Stored items:
.....

Issue #2052, opened 2018-04-16
Add a bit of padding to Dropdown to make room for the arrow


jasongrout:
Right now, if the content goes to the edge of the dropdown, the arrow and the content are on top of each other:

```python
from ipywidgets import *

Dropdown(options=['very very very very very very very very very very very very very very long option', 'another option'])
```
This gives:
<img width="328" alt="screen shot 2018-04-16 at 8 01 55 am" src="https://user-images.githubusercontent.com/192614/38817188-b333aee8-414c-11e8-93d5-8122f2d210fa.png">

However, adding `padding-right: 18px` in the inner select: https://github.com/jupyter-widgets/ipywidgets/blob/e1af98674e46c93c1fffe1e42a20adb2a62dad1e/packages/controls/css/widgets-base.css#L659

gives:
<img width="322" alt="screen shot 2018-04-16 at 8 03 18 am" src="https://user-images.githubusercontent.com/192614/38817191-b623dbe6-414c-11e8-9f69-f5c694ea2ba6.png">

jasongrout:
(perhaps 20px of right padding looks better? Probably whatever it takes to center that svg from the content edge and the border edge on the other side...

tjann:
Hi, I am interested in getting into open source / Jupyter with this issue. I thought it looked pretty simple but my changes aren't showing up. Could this be related to https://github.com/jupyter-widgets/ipywidgets/commit/f68bfbc566f3a78a8f3350b438db8ed523ce3642 by any chance?

jasongrout:
Thanks!

It's most likely not related to that commit because my comment is way after that commit removed the code. Perhaps it's the browser caching your code so it's not showing up? Can you open the browser developer tools and verify that your CSS is showing up on the page?

tjann:
Ah, so glad I asked! Indeed my source code/CSS wasn't showing up, so I switched from jupyter lab to jupyter notebook and it worked. Makes sense in hindsight since I only have the developer release of the notebook and not the lab. I have some questions that might help others:

I started wondering why we needed the latest jupyter lab to do dev work on widgets: 
https://github.com/jupyter-widgets/ipywidgets/blob/master/docs/source/dev_install.md

But before asking, I wanted to check, and found another guide for developing ipywidgets which doesn't mention jupyter lab but seems to be a bit outdated: 
[...]

PR #2101, opened 2018-06-16
added 20px of right padding to the select dropdown styling

tjann:
addressing issue #2052


SylvainCorlay:
THanks @tjann this looks good to me. Merging!

Issue #1942, opened 2018-01-30
GridBox widget


jasongrout:
Now that [CSS grid](https://developer.mozilla.org/en-US/docs/Web/CSS/CSS_Grid_Layout) is making its way into [browsers](https://caniuse.com/#feat=css-grid), I think it would be great to have (in core widgets) a GridBox widget that places its widgets in a grid using the CSS grid spec.

jasongrout:
Here are some interesting resources from a HN article on CSS grids: https://news.ycombinator.com/item?id=16292094

Madhu94:
I'd like to give this a shot.

Madhu94:
Hi, I had a question - 
Should GridBox inherit from Box? 

There is a lot of shared code that I could reuse. But Box was meant to be a flexbox implementation. I could (1) create an abstract class, say "CSSLayout" (name TBD, but users shouldn't touch this) and move the common functionality into that. Box and GridBox would both subclass this and set ``display`` to either ``grid`` or ``flex``. 

(Note - I was able to get this to work even otherwise though, just by making GridBox inherit from Box and changing display in the child's constructor )

jasongrout:
I think Gridbox should not inherit from Box. The big thing that Box gives you is a children attribute, but that's probably not useful in a 2d layout to have a single list of children.

Madhu94:
I agree that the BoxModel contains just a children attribute, but the BoxView seems to contain some logic that we might end up re-implementing ?

> that's probably not useful in a 2d layout to have a single list of children.
Seems like a good time to finalize the API - did you have a 2D list (list of lists) in mind, as the input ?
I thought it would be a simple list, and since we will expose the grid spec as part of the ``Layout``, the user can set the ``grid-template-columns`` css property to tweak the layout. I've exposed ``grid``, ``grid_area`` and ``grid_gap`` - following the convention of using only shorthand css properties.

Madhu94:
Example : 
``` 
GridBox([w1, w2, w3, w4, w5, w6], layout=Layout(grid='none / repeat(3, 1fr)'))
``` 

This will create 2 rows of 3 columns each

jasongrout:
> Seems like a good time to finalize the API

Good question. I haven't read too deeply into the grid spec, so I'm not up to speed on what would be a natural api.

Layouts are used as a generic mechanism across all widgets, though. I imagine we would have more specific grid-type properties on the widget itself?

Madhu94:
[...]

PR #2107, opened 2018-06-28
Grid layout

SylvainCorlay:
screen shot 2018-07-05 at 12 18 18 am


Madhu94:
Both commits taken together, my changes are effectively wiped out and might as well not be included ! :(  
The changes bear close resemblance to what the state was when I made this comment https://github.com/jupyter-widgets/ipywidgets/issues/1942#issuecomment-381471396 => Basically GridBox inherited from Box, and all CSS properties (not redundant) were in Layout.

Could you please let me know what were the reasons for proposing it should be a separate class ?
Thanks.

SylvainCorlay:
> Both commits taken together, my changes are effectively wiped out and might as well not be included ! :(
> The changes bear close resemblance to what the state was when I made this comment #1942 (comment) => Basically GridBox inherited from Box, and all CSS properties (not redundant) were in Layout.

Yeah, I am really sorry if you spent too much time on separating it in multiple widgets.

So I was playing with your implementation yesterday and my initial change was to group things using the shorthand properties like elsewhere in ipywidgets. Although I did not go all the way, because there is a catch-all `grid` short hand property that is pretty hard to deal with.

Then we discussed with @jasongrout and went back & forth between the initial design of adding grid properties to layout that I think you proposed and your PR.

In any case, I would be happy to squash my commit into yours especially as you pretty much had this version already earlier.

From what I gather in the original thread, you seem to lean towards a single layout attribute. Also, coming back to your proposal of having a hierarchy of `Layout` types, it seems that at least the item properties should be in the base one, and maybe only the container grid properties should be in the `GridBoxLayout` class.

What do you think? Should we go ahead with something like this or would you like to iterate more upon it in the earlier PR?

Madhu94:
> From what I gather in the original thread, you seem to lean towards a single layout attribute. Also, coming back to your proposal of having a hierarchy of Layout types, it seems that at least the item properties should be in the base one, and maybe only the container grid properties should be in the GridBoxLayout class.    

The current state is similar to how ``Box`` is implemented though.  

> Should we go ahead with something like this or would you like to iterate more upon it in the earlier PR?  

No, please go ahead with your changes, my apologies if the earlier comment seemed a little aggressive.

SylvainCorlay:
>> Should we go ahead with something like this or would you like to iterate more upon it in the earlier PR?
>>
>
> No, please go ahead with your changes, my apologies if the earlier comment seemed a little aggressive.

Not at all!

SylvainCorlay:
screen shot 2018-07-04 at 7 55 13 pm

SylvainCorlay:
@jasongrout this is ready to go!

.....

- [Your assignment] Repeat all of the data exactly.

- [Answer for this exercise]
Issue #2052, opened 2018-04-16
Add a bit of padding to Dropdown to make room for the arrow


jasongrout:
Right now, if the content goes to the edge of the dropdown, the arrow and the content are on top of each other:

```python
from ipywidgets import *

Dropdown(options=['very very very very very very very very very very very very very very long option', 'another option'])
```
This gives:
<img width="328" alt="screen shot 2018-04-16 at 8 01 55 am" src="https://user-images.githubusercontent.com/192614/38817188-b333aee8-414c-11e8-93d5-8122f2d210fa.png">

However, adding `padding-right: 18px` in the inner select: https://github.com/jupyter-widgets/ipywidgets/blob/e1af98674e46c93c1fffe1e42a20adb2a62dad1e/packages/controls/css/widgets-base.css#L659

gives:
<img width="322" alt="screen shot 2018-04-16 at 8 03 18 am" src="https://user-images.githubusercontent.com/192614/38817191-b623dbe6-414c-11e8-9f69-f5c694ea2ba6.png">

jasongrout:
(perhaps 20px of right padding looks better? Probably whatever it takes to center that svg from the content edge and the border edge on the other side...

tjann:
Hi, I am interested in getting into open source / Jupyter with this issue. I thought it looked pretty simple but my changes aren't showing up. Could this be related to https://github.com/jupyter-widgets/ipywidgets/commit/f68bfbc566f3a78a8f3350b438db8ed523ce3642 by any chance?

jasongrout:
Thanks!

It's most likely not related to that commit because my comment is way after that commit removed the code. Perhaps it's the browser caching your code so it's not showing up? Can you open the browser developer tools and verify that your CSS is showing up on the page?

tjann:
Ah, so glad I asked! Indeed my source code/CSS wasn't showing up, so I switched from jupyter lab to jupyter notebook and it worked. Makes sense in hindsight since I only have the developer release of the notebook and not the lab. I have some questions that might help others:

I started wondering why we needed the latest jupyter lab to do dev work on widgets: 
https://github.com/jupyter-widgets/ipywidgets/blob/master/docs/source/dev_install.md

But before asking, I wanted to check, and found another guide for developing ipywidgets which doesn't mention jupyter lab but seems to be a bit outdated: 
[...]

PR #2101, opened 2018-06-16
added 20px of right padding to the select dropdown styling

tjann:
addressing issue #2052


SylvainCorlay:
THanks @tjann this looks good to me. Merging!

Issue #1942, opened 2018-01-30
GridBox widget


jasongrout:
Now that [CSS grid](https://developer.mozilla.org/en-US/docs/Web/CSS/CSS_Grid_Layout) is making its way into [browsers](https://caniuse.com/#feat=css-grid), I think it would be great to have (in core widgets) a GridBox widget that places its widgets in a grid using the CSS grid spec.

jasongrout:
Here are some interesting resources from a HN article on CSS grids: https://news.ycombinator.com/item?id=16292094

Madhu94:
I'd like to give this a shot.

Madhu94:
Hi, I had a question - 
Should GridBox inherit from Box? 

There is a lot of shared code that I could reuse. But Box was meant to be a flexbox implementation. I could (1) create an abstract class, say "CSSLayout" (name TBD, but users shouldn't touch this) and move the common functionality into that. Box and GridBox would both subclass this and set ``display`` to either ``grid`` or ``flex``. 

(Note - I was able to get this to work even otherwise though, just by making GridBox inherit from Box and changing display in the child's constructor )

jasongrout:
I think Gridbox should not inherit from Box. The big thing that Box gives you is a children attribute, but that's probably not useful in a 2d layout to have a single list of children.

Madhu94:
I agree that the BoxModel contains just a children attribute, but the BoxView seems to contain some logic that we might end up re-implementing ?

> that's probably not useful in a 2d layout to have a single list of children.
Seems like a good time to finalize the API - did you have a 2D list (list of lists) in mind, as the input ?
I thought it would be a simple list, and since we will expose the grid spec as part of the ``Layout``, the user can set the ``grid-template-columns`` css property to tweak the layout. I've exposed ``grid``, ``grid_area`` and ``grid_gap`` - following the convention of using only shorthand css properties.

Madhu94:
Example : 
``` 
GridBox([w1, w2, w3, w4, w5, w6], layout=Layout(grid='none / repeat(3, 1fr)'))
``` 

This will create 2 rows of 3 columns each

jasongrout:
> Seems like a good time to finalize the API

Good question. I haven't read too deeply into the grid spec, so I'm not up to speed on what would be a natural api.

Layouts are used as a generic mechanism across all widgets, though. I imagine we would have more specific grid-type properties on the widget itself?

Madhu94:
[...]

PR #2107, opened 2018-06-28
Grid layout

SylvainCorlay:
screen shot 2018-07-05 at 12 18 18 am


Madhu94:
Both commits taken together, my changes are effectively wiped out and might as well not be included ! :(  
The changes bear close resemblance to what the state was when I made this comment https://github.com/jupyter-widgets/ipywidgets/issues/1942#issuecomment-381471396 => Basically GridBox inherited from Box, and all CSS properties (not redundant) were in Layout.

Could you please let me know what were the reasons for proposing it should be a separate class ?
Thanks.

SylvainCorlay:
> Both commits taken together, my changes are effectively wiped out and might as well not be included ! :(
> The changes bear close resemblance to what the state was when I made this comment #1942 (comment) => Basically GridBox inherited from Box, and all CSS properties (not redundant) were in Layout.

Yeah, I am really sorry if you spent too much time on separating it in multiple widgets.

So I was playing with your implementation yesterday and my initial change was to group things using the shorthand properties like elsewhere in ipywidgets. Although I did not go all the way, because there is a catch-all `grid` short hand property that is pretty hard to deal with.

Then we discussed with @jasongrout and went back & forth between the initial design of adding grid properties to layout that I think you proposed and your PR.

In any case, I would be happy to squash my commit into yours especially as you pretty much had this version already earlier.

From what I gather in the original thread, you seem to lean towards a single layout attribute. Also, coming back to your proposal of having a hierarchy of `Layout` types, it seems that at least the item properties should be in the base one, and maybe only the container grid properties should be in the `GridBoxLayout` class.

What do you think? Should we go ahead with something like this or would you like to iterate more upon it in the earlier PR?

Madhu94:
> From what I gather in the original thread, you seem to lean towards a single layout attribute. Also, coming back to your proposal of having a hierarchy of Layout types, it seems that at least the item properties should be in the base one, and maybe only the container grid properties should be in the GridBoxLayout class.    

The current state is similar to how ``Box`` is implemented though.  

> Should we go ahead with something like this or would you like to iterate more upon it in the earlier PR?  

No, please go ahead with your changes, my apologies if the earlier comment seemed a little aggressive.

SylvainCorlay:
>> Should we go ahead with something like this or would you like to iterate more upon it in the earlier PR?
>>
>
> No, please go ahead with your changes, my apologies if the earlier comment seemed a little aggressive.

Not at all!

SylvainCorlay:
screen shot 2018-07-04 at 7 55 13 pm

SylvainCorlay:
@jasongrout this is ready to go!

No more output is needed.